▶ [RECORDS PROVIDED]

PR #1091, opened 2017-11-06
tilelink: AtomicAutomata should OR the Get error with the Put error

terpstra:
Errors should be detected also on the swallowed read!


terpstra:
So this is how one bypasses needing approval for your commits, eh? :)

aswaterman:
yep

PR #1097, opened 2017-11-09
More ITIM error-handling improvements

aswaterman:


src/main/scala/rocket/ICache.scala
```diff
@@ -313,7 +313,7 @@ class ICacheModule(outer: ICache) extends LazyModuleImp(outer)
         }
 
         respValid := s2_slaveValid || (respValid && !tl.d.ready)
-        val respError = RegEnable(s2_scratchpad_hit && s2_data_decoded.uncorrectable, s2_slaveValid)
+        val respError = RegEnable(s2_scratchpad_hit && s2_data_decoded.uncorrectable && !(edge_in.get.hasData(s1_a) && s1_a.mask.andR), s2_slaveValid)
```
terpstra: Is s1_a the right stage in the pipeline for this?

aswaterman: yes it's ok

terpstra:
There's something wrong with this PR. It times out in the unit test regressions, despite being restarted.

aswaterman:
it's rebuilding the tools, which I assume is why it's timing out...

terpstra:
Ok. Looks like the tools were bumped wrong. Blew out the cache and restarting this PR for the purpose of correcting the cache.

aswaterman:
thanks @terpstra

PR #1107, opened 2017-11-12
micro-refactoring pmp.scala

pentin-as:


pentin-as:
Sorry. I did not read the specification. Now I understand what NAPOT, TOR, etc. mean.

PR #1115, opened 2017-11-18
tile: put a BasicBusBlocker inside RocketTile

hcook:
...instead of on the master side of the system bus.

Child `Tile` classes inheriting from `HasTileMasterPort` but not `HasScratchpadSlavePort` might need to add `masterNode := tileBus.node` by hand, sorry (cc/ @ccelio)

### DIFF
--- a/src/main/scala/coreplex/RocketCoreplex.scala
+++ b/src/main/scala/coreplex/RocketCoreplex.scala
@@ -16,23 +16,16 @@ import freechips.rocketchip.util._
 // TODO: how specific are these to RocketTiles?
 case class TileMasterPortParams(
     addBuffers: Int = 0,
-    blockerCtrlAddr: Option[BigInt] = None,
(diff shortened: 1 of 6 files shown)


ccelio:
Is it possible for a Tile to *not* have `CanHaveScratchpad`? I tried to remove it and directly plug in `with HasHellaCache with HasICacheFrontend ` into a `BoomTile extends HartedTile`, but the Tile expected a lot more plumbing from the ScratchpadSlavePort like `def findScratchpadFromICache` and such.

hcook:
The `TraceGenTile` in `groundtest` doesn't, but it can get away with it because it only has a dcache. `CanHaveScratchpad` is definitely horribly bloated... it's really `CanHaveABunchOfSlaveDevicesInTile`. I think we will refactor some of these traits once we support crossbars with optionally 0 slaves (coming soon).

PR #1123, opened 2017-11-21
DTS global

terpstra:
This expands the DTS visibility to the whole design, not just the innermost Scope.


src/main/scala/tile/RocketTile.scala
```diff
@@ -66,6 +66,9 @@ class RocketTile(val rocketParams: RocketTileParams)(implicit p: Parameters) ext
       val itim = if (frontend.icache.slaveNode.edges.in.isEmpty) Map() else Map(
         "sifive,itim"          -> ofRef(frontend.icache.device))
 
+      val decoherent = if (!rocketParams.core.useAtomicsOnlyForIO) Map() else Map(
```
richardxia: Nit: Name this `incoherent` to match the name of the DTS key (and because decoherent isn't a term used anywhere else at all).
---
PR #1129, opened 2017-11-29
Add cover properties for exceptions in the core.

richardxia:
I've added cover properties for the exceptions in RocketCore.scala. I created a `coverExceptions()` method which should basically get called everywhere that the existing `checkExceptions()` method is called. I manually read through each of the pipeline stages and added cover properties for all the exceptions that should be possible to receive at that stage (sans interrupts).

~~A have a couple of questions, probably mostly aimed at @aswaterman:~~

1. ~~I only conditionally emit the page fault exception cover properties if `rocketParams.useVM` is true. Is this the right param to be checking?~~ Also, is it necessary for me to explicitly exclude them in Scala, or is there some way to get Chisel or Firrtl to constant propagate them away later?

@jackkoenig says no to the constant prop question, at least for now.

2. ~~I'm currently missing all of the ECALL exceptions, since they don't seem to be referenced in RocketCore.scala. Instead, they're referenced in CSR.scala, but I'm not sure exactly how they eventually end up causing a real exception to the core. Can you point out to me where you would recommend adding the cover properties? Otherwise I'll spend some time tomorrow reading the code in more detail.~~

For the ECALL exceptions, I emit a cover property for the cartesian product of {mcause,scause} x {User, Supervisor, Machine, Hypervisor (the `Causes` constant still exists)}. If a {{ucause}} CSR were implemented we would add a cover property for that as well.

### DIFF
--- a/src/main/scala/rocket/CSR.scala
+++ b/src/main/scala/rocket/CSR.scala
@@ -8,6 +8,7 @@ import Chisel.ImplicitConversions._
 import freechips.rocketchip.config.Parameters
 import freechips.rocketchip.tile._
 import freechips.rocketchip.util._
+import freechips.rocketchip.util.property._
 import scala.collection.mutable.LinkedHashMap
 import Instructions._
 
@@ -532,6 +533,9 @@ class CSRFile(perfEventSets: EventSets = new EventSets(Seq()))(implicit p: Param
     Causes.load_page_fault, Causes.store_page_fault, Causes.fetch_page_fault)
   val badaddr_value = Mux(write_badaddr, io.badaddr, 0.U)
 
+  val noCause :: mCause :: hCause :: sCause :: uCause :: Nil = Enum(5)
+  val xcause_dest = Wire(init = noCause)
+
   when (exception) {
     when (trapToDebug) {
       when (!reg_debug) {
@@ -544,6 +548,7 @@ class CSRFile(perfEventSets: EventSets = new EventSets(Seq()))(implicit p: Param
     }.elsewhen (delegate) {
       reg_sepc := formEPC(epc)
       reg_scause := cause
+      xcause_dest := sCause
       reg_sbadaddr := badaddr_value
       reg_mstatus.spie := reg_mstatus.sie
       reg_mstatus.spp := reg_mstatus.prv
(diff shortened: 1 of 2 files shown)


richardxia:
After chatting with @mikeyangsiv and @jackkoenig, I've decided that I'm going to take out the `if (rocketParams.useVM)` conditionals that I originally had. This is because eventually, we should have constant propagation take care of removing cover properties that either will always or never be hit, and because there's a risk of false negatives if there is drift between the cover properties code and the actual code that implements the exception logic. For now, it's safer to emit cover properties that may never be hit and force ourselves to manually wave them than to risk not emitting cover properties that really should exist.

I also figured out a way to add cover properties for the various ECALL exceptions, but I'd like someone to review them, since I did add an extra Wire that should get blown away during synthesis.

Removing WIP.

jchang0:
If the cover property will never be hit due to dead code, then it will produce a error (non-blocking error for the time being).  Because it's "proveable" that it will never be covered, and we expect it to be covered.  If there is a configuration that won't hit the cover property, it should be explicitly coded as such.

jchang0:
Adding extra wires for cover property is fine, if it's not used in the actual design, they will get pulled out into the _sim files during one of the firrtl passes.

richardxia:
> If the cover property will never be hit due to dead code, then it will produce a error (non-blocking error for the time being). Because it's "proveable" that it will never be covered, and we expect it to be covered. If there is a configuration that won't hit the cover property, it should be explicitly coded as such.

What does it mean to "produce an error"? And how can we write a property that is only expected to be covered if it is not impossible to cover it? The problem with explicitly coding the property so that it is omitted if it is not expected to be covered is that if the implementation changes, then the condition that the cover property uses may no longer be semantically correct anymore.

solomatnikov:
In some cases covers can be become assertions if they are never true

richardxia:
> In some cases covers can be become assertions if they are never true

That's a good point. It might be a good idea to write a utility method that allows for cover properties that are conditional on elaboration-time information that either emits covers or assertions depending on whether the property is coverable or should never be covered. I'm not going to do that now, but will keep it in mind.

▶ [ACTION ITEM] Please list every line of the records that contains "configuration".

▶ [ANSWER BELOW]
If the cover property will never be hit due to dead code, then it will produce a error (non-blocking error for the time being).  Because it's "proveable" that it will never be covered, and we expect it to be covered.  If there is a configuration that won't hit the cover property, it should be explicitly coded as such.
> If the cover property will never be hit due to dead code, then it will produce a error (non-blocking error for the time being). Because it's "proveable" that it will never be covered, and we expect it to be covered. If there is a configuration that won't hit the cover property, it should be explicitly coded as such.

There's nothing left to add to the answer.